PR #15336, opened 2024-07-24
Problem: exists(':keepalt') returns 0

### LINKED ISSUE #15305: Regression: exists(':keepalt') (and 5 more) return 0 instead of 2 (since Vim 9.1.352)
### Steps to reproduce

`exists(':keepalt')` returns `0` instead of `2` even though `:keepalt` (even on its own) is a valid built-in command.

### Expected behaviour

Scripts need a reliable way to query whether a command exists.

My [ingo-library plugin](http://www.vim.org/scripts/script.php?script_id=4433) uses a [a check](https://github.com/inkarkat/vim-ingo-library/blob/5321e59c5a2628b4567cb4fc2b629dbc60a7a30a/autoload/ingo/compat/commands.vim?plain=1#L27) to return an emulation of the `:keeppatterns` command for older Vim versions that don't have it. That emulation had scoping side-effects that triggered a bug in one of my plugins. So this was a very subtle problem ;-)

### Version of Vim

9.1.352 .. 9.1.602

### Environment

Vim on Ubuntu 20.04 LTS (shouldn't matter)

I've bisected the problem to https://github.com/vim/vim/commit/ed908f760d9fe933690745bac91aedb698bbd48f / v9.1.0352

A total of 6 commands (ignoring the `:{`, see below) are affected.

```
:echo filter(getcompletion('', 'command'), 'exists(":" . v:val) == 0')
['*', '++', '--', 'keepalt', 'keepjumps', 'keeppatterns', '{']
```
---

Furthermore, `:{` isn't an actual command, so it's a bit problematic that both `:{` and `:}` are in the list of completions, and `:echo exists(':}')` actually returns `2`, but `:}` gives `E1128: } without {: }` But that's a separate issue.

### Logs and stack traces

_No response_

chrisbra:
Problem:  exists(':keepalt') returns 0
Solution: use correct length when finding command,
          also ignore :{ and :} when expanding
          command line items

fixes: #15305

### DIFF
--- a/src/ex_docmd.c
+++ b/src/ex_docmd.c
@@ -19,10 +19,6 @@ static int	ex_pressedreturn = FALSE;
 # define ex_hardcopy	ex_ni
 #endif
 
-#if defined(FEAT_EVAL) || defined(PROTO)
-static int cmp_cmdmod_info(const void *a, const void *b);
-#endif
-
 #ifdef FEAT_EVAL
 static char_u	*do_one_cmd(char_u **, int, cstack_T *, char_u *(*fgetline)(int, void *, int, getline_opt_T), void *cookie);
 #else
@@ -4050,16 +4046,6 @@ static cmdmod_info_T cmdmod_info_tab[] = {
     {"vim9cmd", 4, FALSE}
 };	// cmdmod_info_tab
 
-// compare two cmdmod_info_T structs by case sensitive name with length
-    static int
-cmp_cmdmod_info(const void *a, const void *b)
-{
-    cmdmod_info_T *cm1 = (cmdmod_info_T *)a;
-    cmdmod_info_T *cm2 = (cmdmod_info_T *)b;
-
-    return STRNCMP(cm1->name, cm2->name, cm2->minlen);
-}
-
 /*
  * Return length of a command modifier (including optional count).
  * Return zero when it's not a modifier.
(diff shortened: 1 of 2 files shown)


zeertzjq:
I don't think the length is the problem here. The problem here is that `cmdmod_info_tab` is sorted by the full string length, but it should be sorted by the part of the string that is actually compared. For `:keepmarks` it is `kee`, which should come before `:keepalt` (`keepa`) and `:keepjumps` (`keepj`).

zeertzjq:
> I don't think the length is the problem here. The problem here is that `cmdmod_info_tab` is sorted by the full string length, but it should be sorted by the part of the string that is actually compared. For `:keepmarks` it is `kee`, which should come before `:keepalt` (`keepa`) and `:keepjumps` (`keepj`).

Hmm, but changing the sorting doesn't solve the problem :(

inkarkat (approved):

chrisbra:
@zeertzjq you are right, that is the wrong way to fix it. I think what we need to do is to compare against the max length of both entries, so that we will always get an unambigious entry returned. And then also use `strlen(name)` for the target length. Otherwise we will go into the binary search with e.g. the entry 'keepalt' but because of the min length of 3 for 'keepmarks', the bsearch() returns the `:keepmarks` entry and then because of the following logic: https://github.com/vim/vim/blob/2979cfc2627d76a9c09cad46a1647dcd4aa73f5f/src/ex_docmd.c#L4127-L4135
it aborts and returns 0.

So like this:
```diff
diff --git a/src/ex_docmd.c b/src/ex_docmd.c
index e6200ed70..1caed8b08 100644
--- a/src/ex_docmd.c
+++ b/src/ex_docmd.c
@@ -4057,7 +4057,7 @@ cmp_cmdmod_info(const void *a, const void *b)
     cmdmod_info_T *cm1 = (cmdmod_info_T *)a;
     cmdmod_info_T *cm2 = (cmdmod_info_T *)b;

-    return STRNCMP(cm1->name, cm2->name, cm2->minlen);
+    return STRNCMP(cm1->name, cm2->name, MAX(cm1->minlen, cm2->minlen));
 }

 /*
@@ -4079,7 +4079,7 @@ modifier_len(char_u *cmd)
        return 0;

     target.name = (char *)p;
-    target.minlen = 0;         // not used, see cmp_cmdmod_info()
+    target.minlen = STRLEN(p);
     target.has_count = FALSE;

     entry = (cmdmod_info_T *)bsearch(&target, &cmdmod_info_tab, ARRAY_LENGTH(cmdmod_info_tab), sizeof(cmdmod_info_tab[0]), cmp_cmdmod_info);
@@ -4119,7 +4119,7 @@ cmd_exists(char_u *name)
        cmdmod_info_T   *entry;

        target.name = (char *)name;
-       target.minlen = 0;              // not used, see cmp_cmdmod_info()
+       target.minlen = STRLEN(name);
        target.has_count = FALSE;

        // Check command modifiers.
@@ -5993,6 +5993,10 @@ get_command_name(expand_T *xp UNUSED, int idx)
 {
     if (idx >= (int)CMD_SIZE)
        return expand_user_command_name(idx);
+    // the following are no real commands
+    if (STRNCMP(cmdnames[idx].cmd_name, "{", 1) == 0 ||
+        STRNCMP(cmdnames[idx].cmd_name, "}", 1) == 0)
+       return (char_u *)"";
     return cmdnames[idx].cmd_name;
 }

```

chrisbra:
hm, still fails on Windows.

chrisbra:
I am going to partly revert patch v9.1.0352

**Your instructions**
Set down each entry above again exactly as it reads.

**Answer to this problem**
PR #15336, opened 2024-07-24
Problem: exists(':keepalt') returns 0

### LINKED ISSUE #15305: Regression: exists(':keepalt') (and 5 more) return 0 instead of 2 (since Vim 9.1.352)
### Steps to reproduce

`exists(':keepalt')` returns `0` instead of `2` even though `:keepalt` (even on its own) is a valid built-in command.

### Expected behaviour

Scripts need a reliable way to query whether a command exists.

My [ingo-library plugin](http://www.vim.org/scripts/script.php?script_id=4433) uses a [a check](https://github.com/inkarkat/vim-ingo-library/blob/5321e59c5a2628b4567cb4fc2b629dbc60a7a30a/autoload/ingo/compat/commands.vim?plain=1#L27) to return an emulation of the `:keeppatterns` command for older Vim versions that don't have it. That emulation had scoping side-effects that triggered a bug in one of my plugins. So this was a very subtle problem ;-)

### Version of Vim

9.1.352 .. 9.1.602

### Environment

Vim on Ubuntu 20.04 LTS (shouldn't matter)

I've bisected the problem to https://github.com/vim/vim/commit/ed908f760d9fe933690745bac91aedb698bbd48f / v9.1.0352

A total of 6 commands (ignoring the `:{`, see below) are affected.

```
:echo filter(getcompletion('', 'command'), 'exists(":" . v:val) == 0')
['*', '++', '--', 'keepalt', 'keepjumps', 'keeppatterns', '{']
```
---

Furthermore, `:{` isn't an actual command, so it's a bit problematic that both `:{` and `:}` are in the list of completions, and `:echo exists(':}')` actually returns `2`, but `:}` gives `E1128: } without {: }` But that's a separate issue.

### Logs and stack traces

_No response_

chrisbra:
Problem:  exists(':keepalt') returns 0
Solution: use correct length when finding command,
          also ignore :{ and :} when expanding
          command line items

fixes: #15305

### DIFF
--- a/src/ex_docmd.c
+++ b/src/ex_docmd.c
@@ -19,10 +19,6 @@ static int	ex_pressedreturn = FALSE;
 # define ex_hardcopy	ex_ni
 #endif
 
-#if defined(FEAT_EVAL) || defined(PROTO)
-static int cmp_cmdmod_info(const void *a, const void *b);
-#endif
-
 #ifdef FEAT_EVAL
 static char_u	*do_one_cmd(char_u **, int, cstack_T *, char_u *(*fgetline)(int, void *, int, getline_opt_T), void *cookie);
 #else
@@ -4050,16 +4046,6 @@ static cmdmod_info_T cmdmod_info_tab[] = {
     {"vim9cmd", 4, FALSE}
 };	// cmdmod_info_tab
 
-// compare two cmdmod_info_T structs by case sensitive name with length
-    static int
-cmp_cmdmod_info(const void *a, const void *b)
-{
-    cmdmod_info_T *cm1 = (cmdmod_info_T *)a;
-    cmdmod_info_T *cm2 = (cmdmod_info_T *)b;
-
-    return STRNCMP(cm1->name, cm2->name, cm2->minlen);
-}
-
 /*
  * Return length of a command modifier (including optional count).
  * Return zero when it's not a modifier.
(diff shortened: 1 of 2 files shown)


zeertzjq:
I don't think the length is the problem here. The problem here is that `cmdmod_info_tab` is sorted by the full string length, but it should be sorted by the part of the string that is actually compared. For `:keepmarks` it is `kee`, which should come before `:keepalt` (`keepa`) and `:keepjumps` (`keepj`).

zeertzjq:
> I don't think the length is the problem here. The problem here is that `cmdmod_info_tab` is sorted by the full string length, but it should be sorted by the part of the string that is actually compared. For `:keepmarks` it is `kee`, which should come before `:keepalt` (`keepa`) and `:keepjumps` (`keepj`).

Hmm, but changing the sorting doesn't solve the problem :(

inkarkat (approved):

chrisbra:
@zeertzjq you are right, that is the wrong way to fix it. I think what we need to do is to compare against the max length of both entries, so that we will always get an unambigious entry returned. And then also use `strlen(name)` for the target length. Otherwise we will go into the binary search with e.g. the entry 'keepalt' but because of the min length of 3 for 'keepmarks', the bsearch() returns the `:keepmarks` entry and then because of the following logic: https://github.com/vim/vim/blob/2979cfc2627d76a9c09cad46a1647dcd4aa73f5f/src/ex_docmd.c#L4127-L4135
it aborts and returns 0.

So like this:
```diff
diff --git a/src/ex_docmd.c b/src/ex_docmd.c
index e6200ed70..1caed8b08 100644
--- a/src/ex_docmd.c
+++ b/src/ex_docmd.c
@@ -4057,7 +4057,7 @@ cmp_cmdmod_info(const void *a, const void *b)
     cmdmod_info_T *cm1 = (cmdmod_info_T *)a;
     cmdmod_info_T *cm2 = (cmdmod_info_T *)b;

-    return STRNCMP(cm1->name, cm2->name, cm2->minlen);
+    return STRNCMP(cm1->name, cm2->name, MAX(cm1->minlen, cm2->minlen));
 }

 /*
@@ -4079,7 +4079,7 @@ modifier_len(char_u *cmd)
        return 0;

     target.name = (char *)p;
-    target.minlen = 0;         // not used, see cmp_cmdmod_info()
+    target.minlen = STRLEN(p);
     target.has_count = FALSE;

     entry = (cmdmod_info_T *)bsearch(&target, &cmdmod_info_tab, ARRAY_LENGTH(cmdmod_info_tab), sizeof(cmdmod_info_tab[0]), cmp_cmdmod_info);
@@ -4119,7 +4119,7 @@ cmd_exists(char_u *name)
        cmdmod_info_T   *entry;

        target.name = (char *)name;
-       target.minlen = 0;              // not used, see cmp_cmdmod_info()
+       target.minlen = STRLEN(name);
        target.has_count = FALSE;

        // Check command modifiers.
@@ -5993,6 +5993,10 @@ get_command_name(expand_T *xp UNUSED, int idx)
 {
     if (idx >= (int)CMD_SIZE)
        return expand_user_command_name(idx);
+    // the following are no real commands
+    if (STRNCMP(cmdnames[idx].cmd_name, "{", 1) == 0 ||
+        STRNCMP(cmdnames[idx].cmd_name, "}", 1) == 0)
+       return (char_u *)"";
     return cmdnames[idx].cmd_name;
 }

```

chrisbra:
hm, still fails on Windows.

chrisbra:
I am going to partly revert patch v9.1.0352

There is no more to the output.